Stored data entries
——

PR #7768, opened 2025-11-10
feat: create deploy before building

eduardoboucas:
Currently, the `deploy` command (without `--no-build`) first builds the site and then does a deploy. This means that the build process won't be able to reference the deploy, because it doesn't exist at that point.

This is inconsistent with what happens in our build system and creates compatibility issues with certain features. For example, skew protection only works if the `DEPLOY_ID` environment variable is populated with the deploy ID, so it currently doesn't work with CLI deploys.

This PR changes the order of operations such that we first create a deploy, then we run the build referencing that deploy, and finally update the deploy depending on the result of the build and deploy processes (whether successful or not).

### DIFF
--- a/src/commands/deploy/deploy.ts
+++ b/src/commands/deploy/deploy.ts
@@ -373,41 +373,46 @@ const prepareProductionDeploy = async ({ api, siteData, options, command }) => {
   }
 }
 
-// @ts-expect-error TS(7006) FIXME: Parameter 'actual' implicitly has an 'any' type.
-const hasErrorMessage = (actual, expected) => {
+const hasErrorMessage = (actual: unknown, expected: string): boolean => {
   if (typeof actual === 'string') {
     return actual.includes(expected)
   }
   return false
 }
 
-// @ts-expect-error TS(7031) FIXME: Binding element 'error_' implicitly has an 'any' t... Remove this comment to see the full error message
-const reportDeployError = ({ error_, failAndExit }) => {
+interface DeployError extends Error {
+  json?: { message?: string }
+  status?: unknown
+}
+const reportDeployError = ({
+  error,
+  failAndExit,
+}: {
+  error: DeployError
+  failAndExit: (err: unknown) => never
+}): never => {
   switch (true) {
-    case error_.name === 'JSONHTTPError': {
-      const message = error_?.json?.message ?? ''
+    case error.name === 'JSONHTTPError': {
+      const message = error.json?.message ?? ''
       if (hasErrorMessage(message, 'Background Functions not allowed by team plan')) {
         return failAndExit(`\n${BACKGROUND_FUNCTIONS_WARNING}`)
       }
-      warn(`JSONHTTPError: ${message} ${error_.status}`)
-      warn(`\n${JSON.stringify(error_, null, '  ')}\n`)
-      failAndExit(error_)
-      return
+      warn(`JSONHTTPError: ${message} ${error.status}`)
+      warn(`\n${JSON.stringify(error, null, '  ')}\n`)
+      return failAndExit(error)
     }
-    case error_.name === 'TextHTTPError': {
-      warn(`TextHTTPError: ${error_.status}`)
-      warn(`\n${error_}\n`)
-      failAndExit(error_)
-      return
+    case error.name === 'TextHTTPError': {
+      warn(`TextHTTPError: ${error.status}`)
+      warn(`\n${error}\n`)
+      return failAndExit(error)
     }
-    case hasErrorMessage(error_.message, 'Invalid filename'): {
-      warn(error_.message)
-      failAndExit(error_)
-      return
+    case hasErrorMessage(error.message, 'Invalid filename'): {
+      warn(error.message)
+      return failAndExit(error)
     }
     default: {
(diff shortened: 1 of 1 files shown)


src/commands/deploy/deploy.ts
```diff
@@ -632,7 +641,12 @@ const runDeploy = async ({
     if (deployId) {
       await cancelDeploy({ api, deployId })
     }
+
     reportDeployError({ error_, failAndExit: logAndThrowError })
+
+    // We'll never get here, as `reportDeployError` calls `logAndThrowError`,
+    // which will throw. But we're throwing anyway just to make types happy.
+    throw error_
```
serhalp, line 649: I pushed a type fix to avoid needing this. Hope that's cool 😁.

eduardoboucas: Nice, thanks!

src/commands/deploy/deploy.ts
```diff
@@ -1080,29 +1095,75 @@ export const deploy = async (options: DeployOptionValues, command: BaseCommand)
...
+      source_zip_filename?: string
+    }
+    const deployId = deployMetadata.id || ''
+    const deployUrl = deployMetadata.deploy_ssl_url || deployMetadata.deploy_url || ''
+
+    command.netlify.cachedConfig.env.DEPLOY_ID = { sources: ['internal'], value: deployId }
+    command.netlify.cachedConfig.env.DEPLOY_URL = { sources: ['internal'], value: deployUrl }
+
+    process.env.DEPLOY_ID = deployId
+    process.env.DEPLOY_URL = deployUrl
```
serhalp, line 1121: 🤔 What purpose does populating these in the CLI process serve? If it serves a purpose, could we leave a comment here explaining that? and is it possible to add test coverage?

src/commands/deploy/deploy.ts
```diff
@@ -703,9 +718,6 @@ const handleBuild = async ({
 
     logAndThrowError(`Error while running build${message}`)
   }
-  if (exitCode !== 0) {
-    exit(exitCode)
-  }
```
serhalp, line 708: Are these changes related to this PR? I'm not sure I'm following. Could we maybe pull them out into a separate PR for traceability? That would also give us a chance to think through it carefully and add test coverage.

As is, I might be missing something, but it seems like this changes some behaviours. Previously, we called `logAndThrowError()` (which does exactly what it says on the tin, i.e. it does _not_ exit) in the `json` case and quietly called `exit()` instead in the non-`json` case. After these changes, we always call `logAndThrowError()` — this changes the output behaviour — and never call `exit()`. If I'm tracing this right, the thrown error will bubble all the way up to `commander`'s handling. This may all end up resulting in similar behaviour, but it seems risky, especially without thorough coverage.

I assume the reason this change was made is to hit line 1163 in the build failure + non-json case, because we now have an orphaned deploy to clean up?

serhalp (commented):
LGTM other than my two comments

src/commands/deploy/deploy.ts
eduardoboucas: > I assume the reason this change was made is to hit line 1163 in the build failure + non-json case, because we now have an orphaned deploy to clean up?

Yes. Without this change, `handleBuild` won't throw, so we can't take any action if the build fails.

I don't think we can move this to a separate PR because cleaning up an orphaned deploy is a critical part of this.

Rather than explicitly calling `exit`, we now throw the error and let it bubble up. 

Can you expand on what behaviours you think this might change?

src/commands/deploy/deploy.ts
eduardoboucas: This is lets `@netlify/config`, which runs in the same process, grab the deploy details.

src/commands/deploy/deploy.ts
serhalp: > I don't think we can move this to a separate PR because cleaning up an orphaned deploy is a critical part of this.

I meant that PR could land first

> Can you expand on what behaviours you think this might change?

I was wondering about other, existing cases where `await runBuild()` might throw, which we previously handled ourselves and exited but would now lead to bubbling the error all the way up to commander, the details of which I'm not intimately familiar with.

but I've just now [looked up the docs (for the correct old commander version we're using)](https://github.com/tj/commander.js/tree/970ecae402b253de691e6a9066fea22f38fe7431?tab=readme-ov-file#override-exit-and-output-handling) and it seems like it should be fine—it should just log the error and exit(1).

Oh, there _is_ a behaviour change here I believe: in the `json` case, this PR will add new (non-JSON) output (the error message, or rather [specifically our custom error output](https://github.com/netlify/cli/blob/d8e2c596445f76310f5967ba224c84781992988c/src/commands/main.ts#L268-L273)) to `stderr`. But since I believe that's where we landed as our ideal behaviour for `--json` (100% JSON on `stdout`, freeform on `stderr`), I think we're good? 👍🏼

src/commands/deploy/deploy.ts
serhalp: In that case, what is the purpose of the mutations to `command.netlify.cachedConfig.env`? and why can't we use the `newEnvChanges` mechanism? I think the why would be worth documenting in a comment in a follow-up PR!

——

Your answer should consist of copies of the lines above that include the string "other".

Response to this exercise
LGTM other than my two comments
I was wondering about other, existing cases where `await runBuild()` might throw, which we previously handled ourselves and exited but would now lead to bubbling the error all the way up to commander, the details of which I'm not intimately familiar with.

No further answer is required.